The LPPLS model provides a flexible framework to detect bubbles and predict regime changes of a financial asset. A bubble is defined as a faster-than-exponential increase in asset price, that reflects positive feedback loop of higher return anticipations competing with negative feedback spirals of crash expectations. It models a bubble price as a power law with a finite-time singularity decorated by oscillations with a frequency increasing with time. 



Try the demo: 



[![Open In Colab](https://colab.research.google.com/assets/colab-badge.svg)](https://colab.research.google.com/drive/1Qvbdj4DGNcC9Oop9mA6Vzdvsoec6k2I0?usp=sharing)



Here is the model:



```math

E[ln\ p(t)] = A + B(t_c-t)^{m}+C(t_c-t)^{m}\cos(\omega\ ln(t_c-t) - \phi)

```



  where:



  - $E[ln\ p(t)]$: expected log price at the date of the termination of the bubble

  - $t_c$: critical time (date of termination of the bubble and transition in a new regime) 

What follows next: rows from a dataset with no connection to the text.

PR #306, opened 2026-09-08
fix: preserve endpoint resolution errors and alternatives

ben-kaufman:
## Summary

- Add fallible endpoint discovery so callers can distinguish lookup failure from an empty endpoint list.
- Preserve initial and alias lookup errors, and continue to remaining sibling endpoints when an alias fails.
- Keep operational errors when no usable packet was found and another backend returned `NotFound`. A valid packet still wins over an ordinary backend failure, and all-empty results still return `NotFound`.

## Why

A transient PKARR failure can disappear inside endpoint discovery. The Pubky SDK can then infer and cache a direct-transport choice from an empty result. Separately, mixed `NotFound + lookup failure` results can be misclassified as record absence.

These behaviors were reproduced with isolated loopback servers and real signed PKARR packets. The dependent [Pubky SDK PR #598](https://github.com/pubky/pubky-homeserver/pull/598) stops caching failed transport discovery.

## Review scope

The reqwest connector and socket-address conversion changes have been removed. Those files now match the base revision. This PR no longer adds candidate-address collection, an asynchronous DNS helper, or a 100 ms backup-discovery budget.

The remaining endpoint changes expose errors through the existing discovery API and preserve valid sibling alternatives. Broader endpoint/request ownership and connector failover are outside this PR.

The mixed negative/error-result precedence is an intentional behavior change and is still under review.

## Staging logs still needed

The team reports that Locks was rate-limited by the PKARR relays and that the DHT's `NotFound` masked the relay failure. This PR addresses error handling, not the rate limit itself. Disabling DHT avoids that particular mixed-backend path but does not remove relay rate limiting or the SDK's failed-discovery cache bug.

We still need a correlated failing auth attempt to confirm the exact errors, the rate-limit policy being hit, and whether the session POST reached the homeserver:

- UTC timestamp/request ID and deployed versions.
- Locks-side SDK/PKARR logs, including the full underlying error chain and relay/DHT lookup results, not just the final 503.
- Matching relay logs with response status and rate-limit details, and homeserver logs where available.

Please redact credentials, cookies, auth tokens, and request bodies, and share sensitive logs privately. The local reproduction does not establish every step of the historical staging failures.

## Validation

- 209 PKARR library tests passed, including retained regression cases.
- Strict Clippy for the library and tests passed.
- `cargo fmt --all -- --check` and diff-whitespace checks passed.
- WASM check with `relays,endpoints` passed.
- Loopback checks passed for failed-alias sibling continuation and mixed relay results under both `CacheFirst` and `NetworkOnly`.
- A valid packet plus a failing relay still succeeds. All-`NotFound` remains `NotFound`.
- The dependent SDK's 201 library tests and real loopback recovery diagnostic passed against the narrowed source.

Existing endpoint APIs are retained. No application-level HTTP retries, authentication/session POST replay, or TLS-probing redesign are added.

### DIFF
--- a/pkarr/src/client/backend/resolve_result_accumulator.rs
+++ b/pkarr/src/client/backend/resolve_result_accumulator.rs
@@ -100,8 +100,9 @@ impl<'a> ResolveResultAccumulator<'a> {
     /// the selected valid packet. With cache-first constraints, an expired
     /// packet may be returned when no fresh candidate exists so the client can
     /// update its cache before returning [`ResolveError::NotFound`] to its caller.
-    /// If every usable response was empty or covered by the floor, returns
-    /// [`ResolveError::NotFound`].
+    /// Without a packet, operational errors take precedence over empty responses.
+    /// Returns [`ResolveError::NotFound`] only when all responses were empty or
+    /// covered by the floor and no backend failed.
     pub(super) fn into_result(self) -> Result<SignedPacket, ResolveError> {
         let packet = self.fresh_candidate.or(self.most_recent);
 
@@ -110,7 +111,7 @@ impl<'a> ResolveResultAccumulator<'a> {
             (Some(seq), Some(packet)) if packet.timestamp().as_u64() as i64 >= seq => Ok(packet),
             (Some(seq), _) => Err(ResolveError::InvalidSignedPacket { seq }),
             (None, None) => {
-                if self.empty_responses > 0 {
+                if self.empty_responses > 0 && self.errors.is_empty() {
                     Err(ResolveError::NotFound)
                 } else {
                     Err(most_common_error(self.errors))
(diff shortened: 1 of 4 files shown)


pkarr/src/client/backend/resolve_result_accumulator.rs
```diff
@@ -110,7 +111,7 @@ impl<'a> ResolveResultAccumulator<'a> {
             (Some(seq), Some(packet)) if packet.timestamp().as_u64() as i64 >= seq => Ok(packet),
             (Some(seq), _) => Err(ResolveError::InvalidSignedPacket { seq }),
             (None, None) => {
-                if self.empty_responses > 0 {
+                if self.empty_responses > 0 && self.errors.is_empty() {
```
andrei-21, line 114: I see the issue with the logic, but I doubt it is the fix. In case of one faulty relay we will fail the entire call, we should not do it.

pkarr/src/extra/reqwest.rs
andrei-21, line 1: All endpoints and request logic is weird, I am not sure it should belong here, so I doubt we should improve it.

andrei-21 (changes requested):

pkarr/src/client/backend/resolve_result_accumulator.rs
ben-kaufman: A valid packet still wins when another relay fails, and the tests cover that. This only changes the case where no packet was found and one backend returned `NotFound` while another failed. I kept the lookup error there so we don't report a failed lookup as record absence. Are you referring to that mixed `NotFound` + failure case?

On your `no_dht()` suggestion: thanks, makes sense to try it to avoid the misleading `NotFound`. But if the relays are rate limiting us, wouldn't auth still fail, just with a different error? Do we know which limit we're hitting and why? The SDK cache fix should still help avoid keeping that failure around after the lookup recovers.

pkarr/src/extra/reqwest.rs
ben-kaufman: Agreed, I removed the reqwest/address-fallback changes and timeout policy in b09864db53bf3f4a95e877c2c9cc01a7b8a364af. Those files now match the base revision. It keeps error reporting through the existing endpoint discovery API, including continuing past failed aliases, so #598 can avoid caching failed discovery. We can discuss where endpoint/request handling belongs separately.

pkarr/src/client/backend/resolve_result_accumulator.rs
dzdidi: DISCLAIMER: I do lack context and understanding of the codebase. But I agree that it is hard to judge if this is a correct fix or not, but I have a suspicion why this is the case.

The code collects responses into different properties of `self`  like `fresh_candidate`, `most_recent`, `highest_invalid_signed_packet_seq`, `empty_responses`, `errors`  and then based on their combination code tries to decide what is the result. This is basically complex state on one dimension and complex logic on another dimension.

I think having single queue of responses (simple state) which then gets filtered by response type, filtered by sequence, reduced into result etc  will make it a) easier to reason b) easier to change if needed.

  - $A$: expected log price at the peak when the end of the bubble is reached at $t_c$

  - $B$: amplitude of the power law acceleration

  - $C$: amplitude of the log-periodic oscillations

  - $m$: degree of the super exponential growth

  - $\omega$: scaling ratio of the temporal hierarchy of oscillations

  - $\phi$: time scale of the oscillations

    

The model has three components representing a bubble. The first, $A+B(t_c-t)^{m}$, handles the hyperbolic power law. For $m$ < 1 when the price growth becomes unsustainable, and at $t_c$ the growth rate becomes infinite. The second term, $C(t_c-t)^{m}$, controls the amplitude of the oscillations. It drops to zero at the critical time $t_c$. The third term, $\cos(\omega\ ln(t_c-t) - \phi)$, models the frequency of the oscillations. They become infinite at $t_c$.



## Important links

 - Official source code repo: https://github.com/Boulder-Investment-Technologies/lppls

 - Download releases: https://pypi.org/project/lppls/

 - Issue tracker: https://github.com/Boulder-Investment-Technologies/lppls/issues



## Installation

Dependencies



`lppls` requires:

 - Python (>= 3.7)

 - Matplotlib (>= 3.1.1)

 - Numba (>= 0.51.2)

 - NumPy (>= 1.17.0)

 - Pandas (>= 0.25.0)

 - SciPy (>= 1.3.0)

 - Pytest (>= 6.2.1)



User installation

```

pip install -U lppls

```



## Example Use

```python

from lppls import lppls, data_loader

import numpy as np

import pandas as pd

from datetime import datetime as dt

%matplotlib inline



# read example dataset into df 

data = data_loader.nasdaq_dotcom()



# convert time to ordinal

time = [pd.Timestamp.toordinal(dt.strptime(t1, '%Y-%m-%d')) for t1 in data['Date']]



# create list of observation data

price = np.log(data['Adj Close'].values)



# create observations array (expected format for LPPLS observations)

observations = np.array([time, price])



# set the max number for searches to perform before giving-up

# the literature suggests 25

MAX_SEARCHES = 25



# instantiate a new LPPLS model with the Nasdaq Dot-com bubble dataset

lppls_model = lppls.LPPLS(observations=observations)



# fit the model to the data and get back the params

tc, m, w, a, b, c, c1, c2, O, D = lppls_model.fit(MAX_SEARCHES)



# visualize the fit

lppls_model.plot_fit()



# should give a plot like the following...

```



![LPPLS Fit to the Nasdaq Dataset](https://raw.githubusercontent.com/Boulder-Investment-Technologies/lppls/master/img/dotcom_lppls_fit.png)



```python

# compute the confidence indicator

res = lppls_model.mp_compute_nested_fits(

    workers=8,

    window_size=120, 

    smallest_window_size=30, 

    outer_increment=1, 

    inner_increment=5, 

    max_searches=25,

    # filter_conditions_config={} # not implemented in 0.6.x

)



lppls_model.plot_confidence_indicators(res)

# should give a plot like the following...

```

![LPPLS Confidnce Indicator](https://raw.githubusercontent.com/Boulder-Investment-Technologies/lppls/master/img/dotcom_confidence_indicator.png)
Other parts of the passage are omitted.